-- DATA TO USE follows --
PR #462, opened 2015-04-02
Closes #450 - Enable 'fluo classpath' command to run on Mac OS X

### LINKED ISSUE #450: Enable 'fluo classpath' command to run on Mac OS X
The command is currently a complicated bash script.  It might easier to just rewrite it in python.

mikewalch:


keith-turner:
@mikewalch I think you had mentioned offline rewriting the bash script in Python.  Was there any particular reason you decided to write in Java vs Python?

modules/cluster/src/main/java/io/fluo/cluster/runner/AppRunner.java
```diff
@@ -195,4 +194,64 @@ public void scan(FluoConfiguration config, String[] args) {
...
+            classpath.append(",");
+          }
+          classpath.append(f.getAbsolutePath());
+        }
+      }
+    } else {
+      if (classpath.length() != 0) {
+        classpath.append(":");
+      }
+      classpath.append(libDir + "/*");
```
keith-turner: Should this be `libDir.getAbsolutePath()` like `f..getAbsolutePath()` above?

mikewalch: yes. fixed in 0398b4740

mikewalch:
I wrote it in Java because I didn't want to add a dependency on Python for a little bit of code.  While I like using Python for `fluo-deploy`, I don't think adding Python as a dependency to Fluo is worth it unless we can move a decent amount of code to Python.

keith-turner:
+1

Issue #463, opened 2015-04-06
Stop exceptions from being logged when OracleClient is closed


mikewalch:
When the `OracleClient` is closed, a lot of `InterruptedExceptions` are being unnecessarily printed in the logs.  Instead, the `closed` variable should be checked before logging.

PR #465, opened 2015-04-07
Closes #434 #463 - Wait for all notifications to be processed.  Stop exc...

### LINKED ISSUE #434: Wait for all notifications to be processed
While trying to completely automate running the stress test on the cluster, I realized I really need a fluo command line command to wait for all notifications to be processed.   Scanning the notification locality groups is not good enough because of a race condition.  The race conditions w/ simply scanning is that notifications not yet seen by the scan can cause notifications to be written behind the scan.   

To check for this race condition I am thinking a wait command could do something like the following :

```java
  while(true){
    int ts1 = oracle.allocateTimeStamp();
    int ntfyCount = countNotifications();
    int ts2 = oracle.allocateTimeStamp();
    if(ntfyCount == 0 && ts1 == (ts2 -1)){
      break;
    }
    int sleepTime = f(ntfyCount);
    sleep(sleepTime);
  }
```

mikewalch:
...eptions from being logged when OracleClient is closed

### DIFF
--- a/modules/cluster/src/main/java/io/fluo/cluster/runner/AppRunner.java
+++ b/modules/cluster/src/main/java/io/fluo/cluster/runner/AppRunner.java
@@ -17,13 +17,13 @@ package io.fluo.cluster.runner;
 
 import java.io.File;
 import java.util.Arrays;
-import java.util.Collections;
-import java.util.List;
+import java.util.Iterator;
 import java.util.Map;
 
 import com.beust.jcommander.JCommander;
-import com.beust.jcommander.Parameter;
 import com.beust.jcommander.ParameterException;
+import com.google.common.annotations.VisibleForTesting;
+import io.fluo.accumulo.util.ColumnConstants;
 import io.fluo.api.client.FluoClient;
 import io.fluo.api.client.FluoFactory;
 import io.fluo.api.client.Snapshot;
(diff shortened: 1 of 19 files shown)


keith-turner:
what motivated all of the pom changes?

modules/cluster/src/main/java/io/fluo/cluster/runner/AppRunner.java
```diff
@@ -254,4 +222,55 @@ public static void classpath(String scriptName, String fluoHomeDir, String[] arg
 
     System.out.println(classpath.toString());
   }
+
+  private long calculateSleep(long notifyCount, long numWorkers) {
+    long sleep = notifyCount / numWorkers / 100;
+    if (sleep < MIN_SLEEP_SEC) {
+      return MIN_SLEEP_SEC;
+    }
+    return sleep;
```
keith-turner: May want to have a max also... maybe 5 or 10 mins.

modules/cluster/src/test/java/io/fluo/cluster/runner/MiniAppRunnerIT.java
```diff
@@ -0,0 +1,43 @@
...
+import io.fluo.core.TestTransaction;
+import org.junit.Assert;
+import org.junit.Test;
+
+public class MiniAppRunnerIT extends ITBaseImpl {
+
+  @Test
+  public void testSimple() {
+    TestTransaction tx1 = new TestTransaction(env);
+    tx1.mutate().row("row1").fam("fam1").qual("q1").set("v1");
```
keith-turner: will this create notifications?

mikewalch:
One reason for the pom changes was that I needed to to start up mini-accumulo in the fluo-cluster module for the new  MiniAppRunnerIT.  I also tried to use only logback in the fluo-cluster module.  However, mini-accumulo requires log4j.  Therefore, you really can't exclude one or the other.  Therefore, I removed the log4j exclusions from the pom.  These exclusion are not necessary any more as the maven assembly plugin (see bin.xml) separates log4j & logback jars into different directories.

modules/cluster/src/test/java/io/fluo/cluster/runner/MiniAppRunnerIT.java
mikewalch: It doesn't create notificaitons.   Do you think I should create them?  They will probably be processed by the time `runner.waitUntilFinished()` is called.

modules/cluster/src/main/java/io/fluo/cluster/runner/AppRunner.java
mikewalch: Ok will do

modules/cluster/src/test/java/io/fluo/cluster/runner/MiniAppRunnerIT.java
mikewalch: I will create some. It can't hurt.

keith-turner: > They will probably be processed by the time runner.waitUntilFinished() is called.

Maybe have the observer that processes them sleep??

modules/core/src/main/java/io/fluo/core/oracle/OracleClient.java
```diff
@@ -105,9 +106,10 @@ public void run() {
           connect();  
         }
         doWork();
-
       } catch (Exception e) {
-        e.printStackTrace();
+        if (!closed.get()) {
+          log.error("Exception occurred in run() method", e);
+        }
```
keith-turner: Could log at debug if closed.  Hopefully that would not normally show up.

modules/core/src/main/java/io/fluo/core/oracle/OracleClient.java
```diff
@@ -190,12 +192,11 @@ private void doWork() {
             tr.cdl.countDown();
           }
         } catch (InterruptedException e) {
-          if(closed){
-            return;
+          if(!closed.get()){
+            log.error("InterruptedException occurred in doWork() method", e);
```
keith-turner: could also log debug if closed here

mikewalch: fixed in 4a28775685

modules/core/src/main/java/io/fluo/core/oracle/OracleClient.java
mikewalch: fixed in 4a28775685

modules/cluster/src/test/java/io/fluo/cluster/runner/MiniAppRunnerIT.java
mikewalch: fixed 4a28775685

modules/cluster/src/main/java/io/fluo/cluster/runner/AppRunner.java
mikewalch: fixed in 4a28775685

keith-turner:
+1

PR #472, opened 2015-04-08
Closes #467 - Upgrade Fluo dependencies

### LINKED ISSUE #467: Upgrade Fluo dependencies
Before 1.0.0-beta-1 is released, it would be nice to upgrade all Fluo dependencies.  Due to #466, Guava cannot be easily upgraded.

mikewalch:
Ran the stress test application to verify upgrade and it was successful.

### DIFF
--- a/modules/core/pom.xml
+++ b/modules/core/pom.xml
@@ -112,6 +112,18 @@
       <artifactId>zookeeper</artifactId>
     </dependency>
     <dependency>
+      <groupId>org.apache.curator</groupId>
+      <artifactId>curator-recipes</artifactId>
+    </dependency>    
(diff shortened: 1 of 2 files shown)


mikewalch:
Not sure why the ITs are failing in TravisCI as they not failing locally.

mikewalch:
I removed the upgrade of Accumulo to 1.6.2 and ITs are no longer failing.  I think it's due to a bug in the iteration of our ITs & MiniAccumuloCluster.  I will create a separate follow-up issue to upgrade Accumulo and fix any failing ITs.

keith-turner:
+1

PR #476, opened 2015-04-10
Closes #475 - Clean up Maven POMs after analyzing dependencies

### LINKED ISSUE #475: Clean up Maven POMs after analyzing dependencies
Analyze dependencies using 'mvn dependency:analyze'

mikewalch:
While working on this issue, also did the following:
* Organized imports to remove any unused imports (to improve analysis)
* Removed dependency on log4j in core but had to set a FATAL Slf4j marker.  See http://slf4j.org/faq.html#fatal
* Included `fluo-accumulo` jar in bin.xml as print.sh in fluo-stress was failing without it.
* Increase log level of `io.fluo` classes to `INFO` in logback.xml of fluo-cluster jar.

Ran integration tests and stress test and everything passed.


modules/core/src/main/java/io/fluo/core/util/Halt.java
```diff
@@ -15,10 +15,14 @@
  */
 package io.fluo.core.util;
 
-import org.apache.log4j.Logger;
+import org.slf4j.Logger;
```
keith-turner: Its kinda neat that by doing this analysis you found this lurking `log4j` dependency.

PR #484, opened 2015-04-23
 #479 - More updates to match checkstyle rules - Added comments to

mikewalch:
@param; Limited all lines 100 characters; Turned on ability to add
comments that turn off formatter

This gets the number of warnings down to 198

```
$ find -type f -name checkstyle-results-java.xml | xargs grep warning | wc -l
198
```

### DIFF
--- a/modules/api/src/main/java/io/fluo/api/types/TypeLayer.java
+++ b/modules/api/src/main/java/io/fluo/api/types/TypeLayer.java
@@ -86,7 +86,8 @@ import io.fluo.api.data.Column;
  * <pre>
  * <code>
  *   void process(Transaction tx, byte[] row, byte[] cf, int cq, long val){
- *     tx.set(Bytes.of(row), new Column(Bytes.of(cf), Bytes.of(Integer.toString(cq))), Bytes.of(Long.toString(val));
+ *     tx.set(Bytes.of(row), new Column(Bytes.of(cf), Bytes.of(Integer.toString(cq))),
+ *        Bytes.of(Long.toString(val));
  *   }
  * </code>
  * </pre>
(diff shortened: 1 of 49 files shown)


mikewalch:
Warnings are now down to 159

modules/api/src/main/java/io/fluo/api/types/TypeLayer.java
```diff
@@ -198,17 +199,19 @@
  * 
  * <pre>
  * {@code
- *   //pretend this method has curly braces, getting javadoc to work w/ less than and curly braces is too hard
+ *   // pretend this method has curly braces, getting javadoc to work w/ less than and
```
keith-turner: Did you look at how this javadoc renders?  If not I can take a look .  I remeber wriring all this code in javadoc being tricky.

modules/core/src/main/java/io/fluo/core/impl/TransactorCache.java
```diff
@@ -70,7 +70,10 @@ private void logTimedoutTransactor(Long transactorId, long lockTs, Long startTim
         lockTs);
   }
 
-  public void addTimedoutTransactor(final Long transactorId, final long lockTs, final Long startTime) {
+  // @formatter:off
```
keith-turner: why turn off formatting here?

modules/api/src/main/java/io/fluo/api/types/TypeLayer.java
mikewalch: I didn't take a look but I just did and made some fixes in 4a7ebabe4b

modules/core/src/main/java/io/fluo/core/impl/TransactorCache.java
mikewalch: I turned off formatting as the formatter was putting the method on one line that is > 100 chars which cause checkstyle to fail.  This happens often with string text blocks but you can just break them up.  For some reason (not sure), a few methods/statements would go back to >100 char lines if the formatter was re-run.  Therefore, I just turned off formatting at these locations.  

In 4a7ebabe4b672, I added comments as to why formatting is turned off in each location.

keith-turner:
+1

PR #491, opened 2015-05-06
Closes #439 - Move MiniFluo to its own module/jar

### LINKED ISSUE #439: Move MiniFluo to its own module/jar
Mini fluo is currently in fluo-core.  As a result fluo-core depends on accumulo-minicluster, which in turn depends on Accumulo tserver, master, and gc code.  If mini-fluo were in its own jar, then a user could avoid these dependencies if needed.

mikewalch:


keith-turner:
I built this change and looked at the the `lib/fluo-client` dir used by the `fluo classpath` command.  The `lib/fluo-client` dir does not have mini.

mikewalch:
Add mini jar to `lib/fluo-client` in 67e3649117

keith-turner:
+1

PR #494, opened 2015-05-08
fixes #457 created new notification iterator

### LINKED ISSUE #457: Find way to drop notification delete markers in minor compaction
Since locality groups can not be compacted separately, delete markers for notifications will likely build up over time and cause problems.  A long term solution to this problem may be to modify Accumulo to support compacting locality groups separately and aggressively compact notifications.  Trying to think of a short term solution to this problem I realized that most delete markers do not need to be persisted (once persisted, it will not be dropped until a full major compaction).   Most delete markers will probably delete a notification thats currently in memory and not yet persisted.  There is no reason to persist these delete markers.   If these could be identified and dropped at minor compaction time (when memory is flushed), then I think it would mostly solve the problem of delete markers building up.

keith-turner:


keith-turner:
I want to run stress test w/ these changes, but have not done so yet.  I'll do that next week.

modules/integration/src/test/java/io/fluo/integration/impl/WeakNotificationOverlapIT.java
```diff
@@ -128,7 +127,7 @@ public void testOverlap() throws Exception {
     ttx7.mutate().row(1).col(ntfyCol).weaklyNotify();
     ttx7.done();
 
-    Assert.assertEquals(2, countNotifications());
+    Assert.assertEquals(1, countNotifications());
 
     new TotalObserver().process(ttx6, Bytes.of("1"), ntfyCol);
     // should not delete notification created by ttx7
```
mikewalch: I am not familiar with this test.  However, given that the count has changed, are the comments still accurate?

modules/accumulo/src/main/java/io/fluo/accumulo/iterators/RollbackCheckIterator.java
```diff
@@ -32,7 +32,7 @@
 import org.apache.accumulo.core.iterators.SortedKeyValueIterator;
 
 /**
- * 
+ *
```
mikewalch: Minor but would be nice to add javadoc or remove empty comment

modules/cluster/src/main/java/io/fluo/cluster/runner/AppRunner.java
```diff
@@ -19,6 +19,10 @@
 import java.util.Iterator;
 import java.util.Map;
 
+import io.fluo.core.impl.Notification;
```
mikewalch: Do you have your import order set to the order in https://github.com/fluo-io/fluo/wiki/Contributing ?

modules/integration/src/test/java/io/fluo/integration/impl/WeakNotificationOverlapIT.java
keith-turner: the comment is still good.  there are two notifications in Accumulo, however only one is shown now.    The delete should go between the two.

keith-turner:
TODO add an IT that verifies notification counts before and after a minor compaction.

modules/cluster/src/main/java/io/fluo/cluster/runner/AppRunner.java
keith-turner: I had the save action turned off in eclipse for some reason.

modules/accumulo/src/main/java/io/fluo/accumulo/iterators/RollbackCheckIterator.java
keith-turner: deleted in 3a25955

modules/cluster/src/main/java/io/fluo/cluster/runner/AppRunner.java
keith-turner: fixed imports in multiple classes in 3a25955

mikewalch:
+1

PR #47, opened 2017-10-10
User/bsmithvt/permission bug

bsmithvt:


Fabric.Authorization.API/Modules/GroupsModule.cs
```diff
@@ -61,7 +61,7 @@ public class GroupsModule : FabricModule<Group>
             try
             {
                 this.RequiresClaims(AuthorizationReadClaim);
-                Group group = await _groupService.GetGroup(parameters.groupName);
+                Group group = await _groupService.GetGroup(parameters.groupName, ClientId);
```
michaelvidal24: We don't have to do this now, but at some point we will probably have to allow getting all the roles for a group regardless of the requesting clientid, most likely for the overall admin UI that will allow managing users and groups.

PR #51, opened 2017-10-11
update granular permission endpoints. remove granular permission api model

kpaul:
remove granular permission api model and update granular permission endpoints to accept a list of permission api models.

the ITrackable interface allows for the automatic setting of the created by/modified by user and date


Fabric.Authorization.API/Modules/UsersModule.cs
```diff
@@ -61,33 +61,47 @@ public class UsersModule : FabricModule<User>
 
         private async Task<dynamic> AddGranularPermissions(dynamic param)
         {
-            var apiModel = this.Bind<GranularPermissionApiModel>();            
+            var apiModel = this.Bind<List<PermissionApiModel>>();
```
michaelvidal24: After binding the model, should we check to see if the list is empty, and if so, let the consumer know that there were no permissions in the post? I've seen this happen when they try to pass something that is not an array of objects, and the nancy serializer just creates an empty list.

Fabric.Authorization.API/Modules/UsersModule.cs
```diff
@@ -61,33 +61,47 @@ public class UsersModule : FabricModule<User>
...
 
-            await _permissionService.AddUserGranularPermissions(granularPermissions);
+            await _permissionService.AddUserGranularPermissions(granularPermission);
             return HttpStatusCode.NoContent;
         }      
 
         private async Task<dynamic> DeleteGranularPermissions(dynamic param)
         {
-            var apiModel = this.Bind<GranularPermissionApiModel>();
+            var apiModel = this.Bind<List<PermissionApiModel>>();
```
michaelvidal24: Same comment as above.

Fabric.Authorization.API/Modules/UsersModule.cs
kpaul: yeah, good call

PR #53, opened 2017-10-12
ensure allow and deny permission lists are mutually exclusive return error if not

kpaul:


Fabric.Authorization.Domain/Stores/Services/PermissionService.cs
```diff
@@ -148,21 +148,28 @@ public PermissionService(IPermissionStore permissionStore, RoleService roleServi
...
-            if (alreadyExistAllow.Any() || alreadyExistDeny.Any())
+            invalidPermissions.AddRange(allowPermissionsToAdd.Intersect(existingAllowPermissions)
+                .Select(p => new KeyValuePair<string,string>("Duplicate allow permissions", p.ToString())));
+            invalidPermissions.AddRange(denyPermissionsToAdd.Intersect(existingDenyPermissions)
+                .Select(p => new KeyValuePair<string, string>("Duplicate deny permissions", p.ToString() )));
+
+            invalidPermissions.AddRange(allowPermissionsToAdd.Intersect(existingDenyPermissions)
+                .Select(p => new KeyValuePair<string, string>("Exists as deny", p.ToString() )));
+            invalidPermissions.AddRange(denyPermissionsToAdd.Intersect(existingAllowPermissions)
+                .Select(p => new KeyValuePair<string, string>("Exists as allow", p.ToString())));
```
michaelvidal24: Do we also need to check if any of the new deny permissions overlap with the new allow permissions?

kpaul: do you mean if in a single request they add the same permission as both allow and deny?

PR #58, opened 2017-10-16
User/bsmithvt/get user permissions

bsmithvt:


bsmithvt:
Note this branch is misnamed. I initially thought it was going to 1 chunk of work for the granular permission ID case insensitivity work AND the new API to retrieve details about user's permissions. I think it should be 2 separate branches / PRs.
-- DATA TO USE concluded --
Look above for the line holding "One reason for". Print it and every line after it, exactly, through the line holding "mikewalch: fixed 4a28775685".

**SOLUTION**
One reason for the pom changes was that I needed to to start up mini-accumulo in the fluo-cluster module for the new  MiniAppRunnerIT.  I also tried to use only logback in the fluo-cluster module.  However, mini-accumulo requires log4j.  Therefore, you really can't exclude one or the other.  Therefore, I removed the log4j exclusions from the pom.  These exclusion are not necessary any more as the maven assembly plugin (see bin.xml) separates log4j & logback jars into different directories.

modules/cluster/src/test/java/io/fluo/cluster/runner/MiniAppRunnerIT.java
mikewalch: It doesn't create notificaitons.   Do you think I should create them?  They will probably be processed by the time `runner.waitUntilFinished()` is called.

modules/cluster/src/main/java/io/fluo/cluster/runner/AppRunner.java
mikewalch: Ok will do

modules/cluster/src/test/java/io/fluo/cluster/runner/MiniAppRunnerIT.java
mikewalch: I will create some. It can't hurt.

keith-turner: > They will probably be processed by the time runner.waitUntilFinished() is called.

Maybe have the observer that processes them sleep??

modules/core/src/main/java/io/fluo/core/oracle/OracleClient.java
```diff
@@ -105,9 +106,10 @@ public void run() {
           connect();  
         }
         doWork();
-
       } catch (Exception e) {
-        e.printStackTrace();
+        if (!closed.get()) {
+          log.error("Exception occurred in run() method", e);
+        }
```
keith-turner: Could log at debug if closed.  Hopefully that would not normally show up.

modules/core/src/main/java/io/fluo/core/oracle/OracleClient.java
```diff
@@ -190,12 +192,11 @@ private void doWork() {
             tr.cdl.countDown();
           }
         } catch (InterruptedException e) {
-          if(closed){
-            return;
+          if(!closed.get()){
+            log.error("InterruptedException occurred in doWork() method", e);
```
keith-turner: could also log debug if closed here

mikewalch: fixed in 4a28775685

modules/core/src/main/java/io/fluo/core/oracle/OracleClient.java
mikewalch: fixed in 4a28775685

modules/cluster/src/test/java/io/fluo/cluster/runner/MiniAppRunnerIT.java
mikewalch: fixed 4a28775685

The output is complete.